5. Confirm an audit row was emitted:
```sql
SELECT id, actor, action, resource_id, timestamp
FROM audit_events
WHERE action = 'user.purge_pii' AND resource_id = 'u-test'
ORDER BY timestamp DESC LIMIT 1;
```
## What's NOT covered (deferred work)
The Sprint 6 fix is Phase 1 of the audit's COMP-002-RETENTION
recommendation. Two further pieces are forward-looking:
- **GDPR data-subject access request (DSAR) export.** A "show me
everything you know about me" endpoint is not yet implemented.
Operators on EU-resident data should treat this as a manual SQL
procedure today; track for Phase 2.
- **Cascade purge of related rows.** Sessions are revoked (above);
api_keys with `created_by = u-X` are NOT yet purged on scrub. The
api_keys table doesn't have a foreign key to users (it indexes by
`actor_id` strings, free-form), so the cascade is a service-layer
concern that needs explicit wiring. Track for Phase 2.
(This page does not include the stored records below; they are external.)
PR #271, opened 2026-02-19
Added rudimentary query generation to dataset generation.

joosthooz:
Keep in mind that queries should actually be generated by dbgen. This code does change the ratio in q11 but there are other variable elements.

### DIFF
--- a/test/tpch_performance/generate_test_data_tpchgen-rs.py
+++ b/test/tpch_performance/generate_test_data_tpchgen-rs.py
@@ -16,6 +16,50 @@ import duckdb
 import os
 import sys
 
+# Import queries from same directory
+_script_dir = os.path.dirname(os.path.abspath(__file__))
+if _script_dir not in sys.path:
+    sys.path.insert(0, _script_dir)
+import queries as _queries_module
+
+QUERIES = _queries_module.QUERIES
+
+
+def _q11_ratio_for_sf(sf):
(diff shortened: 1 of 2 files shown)


joosthooz:
This is my workflow: 
```
# Generate test data and the queries
python test/tpch_performance/generate_test_data_tpchgen-rs.py 1 1 parquet

# set logging settings
export SIRIUS_LOG_LEVEL=debug
export SIRIUS_LOG_DIR=`pwd`/logs

# Generate duckdb results
for q in `seq 1 22`; do ./build/release/duckdb performance_test.duckdb -f test/tpch_performance/tpch_queries/orig/q${q}.sql 2>&1 | tee result_duckdb_q${q}.txt; done
# Generate Sirius results
for q in `seq 1 22`; do ./build/release/duckdb performance_test.duckdb -f test/tpch_performance/tpch_queries/gpu/q${q}.sql 2>&1 | tee result_sirius_q${q}.txt; done

# When the engine hangs, you have to bash ctrl-c a couple of times.
# Try to find an error message in the log file (also if the engine falls back to DuckDB).
# Re-run with gdb --args, type catch throw, start the program. When an exception is encountered type 'bt' for the stacktrace.
# Now you know where the error originates.
# Then continue the for loop above with a higher start number...


# When you have all the result files, check if the output matches
for q in `seq 1 22`; do if diff result_sirius_q${q}.txt result_duckdb_q${q}.txt > /dev/null; then printf "query %d results match\n" $q; fi; done
```

PR #272, opened 2026-02-19
Cast sum result from decimal64 to decimal128

joosthooz:
A more targeted approach than #270. The source of of the type mismatch is in the expected widening of decimal64 to decimal128 which duckdb expects but libcudf does not perform implicitly.


wmalpica (approved):

wmalpica:
Clothing this in favor of https://github.com/sirius-db/sirius/pull/299

PR #516, opened 2026-03-26
Add UNION ALL support for gpu_processing (legacy Sirius)

ducndh:
gpu_processing queries with UNION ALL fall back to CPU

Implementation:
  - Added GPUPhysicalUnion operator (src/legacy/operator/gpu_physical_union.cpp) following the same pipeline construction pattern as DuckDB's PhysicalUnion — creates a union pipeline that shares the same sink as the current pipeline, builds each child into its respective pipeline, and respects order-dependent sinks.
  - Added gpu_plan_set_operation.cpp to map LogicalSetOperation → GPUPhysicalUnion in the plan generator. Only UNION ALL is supported; EXCEPT/INTERSECT throw NotImplementedException for now but you can try to build them
  - Wired up CreatePlan(LogicalSetOperation&) in GPUPhysicalPlanGenerator to route LOGICAL_UNION through the new operator.
  - Refactored GPUResultCollection from raw DataChunk* array with manual new[]/delete[] to vector<unique_ptr<DataChunk>>, fixing a potential issue when multiple pipelines append results concurrently.
  - Fixed pipeline dependency scheduling in gpu_executor.cpp to check dependencies across all pipelines in a meta-pipeline, not just the base pipeline — without this, UNION ALL pipelines could be scheduled before their build-side dependencies completed.

### DIFF
--- a/src/include/legacy/gpu_physical_plan_generator.hpp
+++ b/src/include/legacy/gpu_physical_plan_generator.hpp
@@ -94,7 +94,7 @@ class GPUPhysicalPlanGenerator {
   // unique_ptr<GPUPhysicalOperator> CreatePlan(LogicalInsert &op);
   // unique_ptr<GPUPhysicalOperator> CreatePlan(LogicalCopyToFile &op);
   // unique_ptr<GPUPhysicalOperator> CreatePlan(LogicalExplain &op);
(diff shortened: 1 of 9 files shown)


mbrobbel:
Converting to draft. There are some conflicts.

PR #518, opened 2026-03-30
feat: Transparent GPU execution via optimizer extension

mbrobbel:
## Summary

- Adds transparent GPU execution so plain SQL can be intercepted and executed through Sirius without wrapping queries in `CALL gpu_execution('...')`
- Uses DuckDB extension hooks only:
  - `OptimizerExtension` captures an optimized logical-plan copy for eligible queries
  - `OnFinalizePrepare` generates the Sirius physical plan and replaces DuckDB's CPU physical plan with `PhysicalSiriusExecution`
- Keeps the explicit `CALL gpu_execution('...')` path
- Unsupported queries silently fall back to CPU
- Controlled per connection via `SET gpu_execution = true/false` (default: `true`)
- Uses `sirius.yaml` config discovery; if no config file is found, Sirius falls back to default config
- Legacy `sirius.cfg` is still recognized for compatibility

## Usage

```sql
LOAD 'sirius.duckdb_extension';

-- With ~/.sirius/sirius.yaml present, it is loaded automatically.
-- If no config file is found, Sirius initializes with default config.
SELECT * FROM lineitem WHERE l_quantity > 10 ORDER BY l_extendedprice LIMIT 100;

-- Disable transparent interception for the current connection:
SET gpu_execution = false;
```

### Transparent execution correctness

- restores `disabled_optimizers` correctly after transparent hooks run
- makes `gpu_execution` session-scoped instead of process-global
- fixes `PhysicalSiriusExecution` to keep fetched chunks alive instead of referencing freed storage
- skips transparent optimizer/query-lifecycle mutations for internal DuckDB connections
- adds transparent execution counters so tests can assert rebind / fallback / execution behavior directly

### Cross-connection safety for the new Super Sirius runtime

- serializes access to the shared `SiriusContext` query lifecycle across connections
- guards internal CPU fallback queries opened by `gpu_execution(...)` so they do not mutate shared Sirius state

Current behavior note:
- the current Super Sirius runtime is shared across connections on this branch, so Sirius-backed queries are serialized across connections for correctness
- true cross-connection concurrent Sirius execution is follow-up work

### Parquet / metadata-only regressions

- fixes the zero-column parquet path that could segfault on metadata-style queries such as `count(*)`
- preserves a carrier column through the zero-column table-scan path so filtered parquet batches remain valid

### Tests and docs

- transparent integration tests now compare actual row contents, not only row/column counts
- transparent and integration tests now assert whether Sirius actually rebound/executed or fell back
- docs updated to `gpu_execution` and `sirius.yaml`

## Validation

Ran locally on a GPU machine:

- `pixi run -- make -j8`
- `./build/release/extension/sirius/test/cpp/sirius_unittest "[transparent][integration]"`
- `./build/release/extension/sirius/test/cpp/sirius_unittest "Internal query guard preserves transparent execution state"`
- `./build/release/extension/sirius/test/cpp/sirius_unittest "gpu_execution - ungrouped count(*) parquet"`
- `./build/release/extension/sirius/test/cpp/sirius_unittest "gpu_execution hive partition - basic scan with partition columns"`

Not run in this PR update:

- full TPCH suite
- full multi-format suite
- Iceberg end-to-end validation in this latest pass


src/transparent/sirius_optimizer_extension.cpp
```diff
@@ -0,0 +1,72 @@
...
+  if (!duckdb::Config::ENABLE_TRANSPARENT_EXECUTION) { return; }
+
+  auto& context = input.context;
+  auto ctx      = context.registered_state->Get<duckdb::SiriusContext>("sirius_state");
+  if (!ctx || !ctx->is_initialized()) { return; }
+
+  // Disable optimizers that produce DuckDB-internal functions Sirius can't handle.
+  // The post-hook re-enables them so non-GPU queries aren't affected.
+  auto& disabled = duckdb::DBConfig::GetConfig(context).options.disabled_optimizers;
+  disabled.insert(duckdb::OptimizerType::IN_CLAUSE);
```
felipeblazing, line 54: why are IN_CLAUSE and COMPRESSED_MATERIALIZATION treated seperately from the ones in the config. Or are those disabled optimizers separate from the ones we are disabling for duckdb?

test/cpp/integration/test_gpu_execution_tpch.cpp
```diff
@@ -92,23 +95,40 @@ class GPUExecutionFixtureBase {
...
+    return rows;
+  }
+
   void compare_gpu_vs_cpu(const std::string& query,
                           std::optional<float> float_tolerance = std::nullopt)
   {
-    // Disable fallback so GPU errors are not silently hidden
-    con->Query("SET enable_duckdb_fallback = false;");
+    // Enable transparent GPU execution
+    con->Query("SET sirius_transparent_execution = true;");
```
felipeblazing: do we not still need to disable the duckdb fallback so it doesnt fall back to duckdb on failure?

test/cpp/integration/test_gpu_execution_tpch.cpp
```diff
@@ -122,54 +142,37 @@ class GPUExecutionFixtureBase {
...
+    auto& cpu_mat = cpu_result->Cast<duckdb::MaterializedQueryResult>();
+    auto gpu_rows = collect_rows(gpu_mat);
+    auto cpu_rows = collect_rows(cpu_mat);
+
+    for (duckdb::idx_t r = 0; r < gpu_rows.size(); r++) {
+      for (duckdb::idx_t c = 0; c < gpu_rows[r].size(); c++) {
+        if (float_tolerance.has_value()) {
+          // Check if this looks like a float value for tolerance comparison
+          try {
+            double gpu_d = std::stod(gpu_rows[r][c]);
```
felipeblazing: what if its a decimal value? we want to compare decimals exactly. could we not do something like use the duckdb to cudf converter than then compare tables?

felipeblazing: it shoudl be chekcing the  types

felipeblazing (changes requested):

test/cpp/integration/test_gpu_execution_tpch.cpp
bwyogatama: i think we can enable the fallback again now that GTC has passed?

src/transparent/sirius_optimizer_extension.cpp
bwyogatama: So this is duckdb specific optimization that doesn't apply to sirius. E.g. Compressed Materialization is to store intermediate result in a compressed duckdb format

bwyogatama:
Okay this looks good to me based on what i see i guess one thing is that let's name it set `gpu_execution` instead of `sirius_transparent_execution`

bwyogatama:
One other thing that I am thinking maybe we should start taking note is I believe the config that we modified here is global and affect all connection. For example, if i set `sirius_transparent_execution` to true, it will set it to true in all the connections. I guess it's fine because we assume there is only one connection right now but still worth noting

test/cpp/integration/test_transparent_execution.cpp
```diff
@@ -0,0 +1,181 @@
...
+    if (gpu_result->HasError()) {
+      UNSCOPED_INFO("Transparent GPU error: " << gpu_result->GetError());
+    }
+    REQUIRE_FALSE(gpu_result->HasError());
+
+    // Disable transparent execution and run on CPU.
+    con->Query("SET gpu_execution = false;");
+    auto cpu_result = con->Query(query);
+    con->Query("SET gpu_execution = true;");
+    REQUIRE(cpu_result);
```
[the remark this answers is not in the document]
mbrobbel: we'll do this in a follow-up

felipeblazing (approved):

- **Per-event PII redaction in `audit_events.details`.** The existing
`RedactDetailsForAudit` (`internal/service/audit_redact.go`) scrubs
credential + PII keys at write time. A future feature for
"retroactively re-redact existing rows" would interact with the WORM
trigger; out of scope today.
## See also
- `internal/service/user_retention.go` — `UserRetentionService` source.
- `internal/scheduler/scheduler.go::userRetentionLoop` — scheduler loop.
- `migrations/000036_users.up.sql` — `users` table definition.
- `migrations/000045_users_deactivated_at.up.sql` — `deactivated_at` column.
- `docs/operator/audit-chain.md` — paired Sprint 6 tamper-evidence work.